*** DATA SUPPLIED Section Begins ***

PR #6001, opened 2025-01-04
feat: Add robots.txt

aragon999:
### 1. Why is this change necessary?
Currently there is no `robots.txt` present. That is in particular a problem for the not found sitemaps of subshops, which are on the same domain, but in a virtual "subfolder".

This feature is currently implemented as a frosh plugin: https://github.com/FriendsOfShopware/FroshRobotsTxt but I think this belongs in the Shopware core. Furthermore the following issue is fixed in this implementation: https://github.com/FriendsOfShopware/FroshRobotsTxt/issues/3

### 2. What does this change do, exactly?
Add a `robots.txt`.

When the PR is accepted in that form, I can add tests as well.

### 3. Describe each step to reproduce the issue or behaviour.
\-

### 4. Please link to the relevant issues (if any).
https://feedback.shopware.com/forums/942607-shopware-6-product-feedback-ideas/suggestions/45788116-robots-txt-optimization

### 5. Checklist

- [ ] I have written tests and verified that they fail without my change
- [x] I have created a [changelog file](https://github.com/shopware/platform/blob/trunk/adr/2020-08-03-implement-new-changelog.md) with all necessary information about my changes
- [ ] I have written or adjusted the documentation according to my changes
- [x] This change has comments for package types, values, functions, and non-obvious lines of code
- [x] I have read the contribution requirements and fulfill them.

PR #13606, opened 2025-11-19
fix: robots.txt on storefront domains

### LINKED ISSUE #13459: Opening robots.txt on sales-channel with path in URL causes 500 error
### Shopware Version

6.7.4.0

### Affected area / extension

Platform(Default)

### Actual behaviour

When you try to access a robots.txt on a sales channel that has a path in its URL (i.e. https://example.com/de/robots.txt), a 500 error will be returned. The following two exceptions are logged:

```
Uncaught PHP Exception TypeError: "Shopware\Storefront\Controller\RobotsController::robotsTxt(): Argument #2 ($context) must be of type Shopware\Core\Framework\Context, null given, called in /home/mkuhlmann/files/sw6722/vendor/symfony/http-kernel/HttpKernel.php on line 183" at RobotsController.php line 26 {"exception":"[object] (TypeError(code: 0): Shopware\\Storefront\\Controller\\RobotsController::robotsTxt(): Argument #2 ($context) must be of type Shopware\\Core\\Framework\\Context, null given, called in /home/mkuhlmann/files/sw6722/vendor/symfony/http-kernel/HttpKernel.php on line 183 at /home/mkuhlmann/files/sw6722/vendor/shopware/storefront/Controller/RobotsController.php:26)"} []
```

```
Uncaught PHP Exception Error: "Call to a member function getSource() on null" at ApiRouteScope.php line 25 {"exception":"[object] (Error(code: 0): Call to a member function getSource() on null at /home/mkuhlmann/files/sw6722/vendor/shopware/core/Framework/Routing/ApiRouteScope.php:25)"} []
```

### Expected behaviour

No error would occurr

### How to reproduce

- Create a sales channel with a path in its URL
- Try to access the robots.txt below that path

keulinho:
fixes https://github.com/shopware/shopware/issues/13459

with the new controller the robots.txt needs to be transformed through the request transformer to resolve the context properly

### DIFF
--- a/phpstan-baseline.neon
+++ b/phpstan-baseline.neon
@@ -1948,12 +1948,6 @@ parameters:
 			message: '#^Throwing new exceptions within classes are not allowed\. Please use domain exception pattern\. See https\://github\.com/shopware/platform/blob/v6\.4\.20\.0/adr/2022\-02\-24\-domain\-exceptions\.md$#'
 			identifier: shopware.domainException
 			count: 1
-			path: src/Storefront/Framework/Routing/RequestTransformer.php
-
-		-
-			message: '#^Throwing new exceptions within classes are not allowed\. Please use domain exception pattern\. See https\://github\.com/shopware/platform/blob/v6\.4\.20\.0/adr/2022\-02\-24\-domain\-exceptions\.md$#'
-			identifier: shopware.domainException
-			count: 1
 			path: src/Storefront/Framework/Seo/SeoUrlRoute/LandingPageSeoUrlRoute.php
 
 		-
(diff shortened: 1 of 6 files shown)


mitelg (approved):

BrocksiNet (approved):

keulinho:
Apparently there was a reason route scope api was used and the route skipped in the request transformer, see https://github.com/shopware/shopware/pull/6001#discussion_r2084460615

which means the feature we want to have is that the robots.txt is also available on top level domain, even when there is no sales channel domain for the top level domain directly

mitelg (changes requested):
yes, we should ensure, that both still work

BrocksiNet (approved):

mitelg (approved):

*** DATA SUPPLIED Section Ends ***

EXERCISE AIM — Copy out, from the records above, every line that holds the string "necessary".

ANSWER SECTION —
### 1. Why is this change necessary?
- [x] I have created a [changelog file](https://github.com/shopware/platform/blob/trunk/adr/2020-08-03-implement-new-changelog.md) with all necessary information about my changes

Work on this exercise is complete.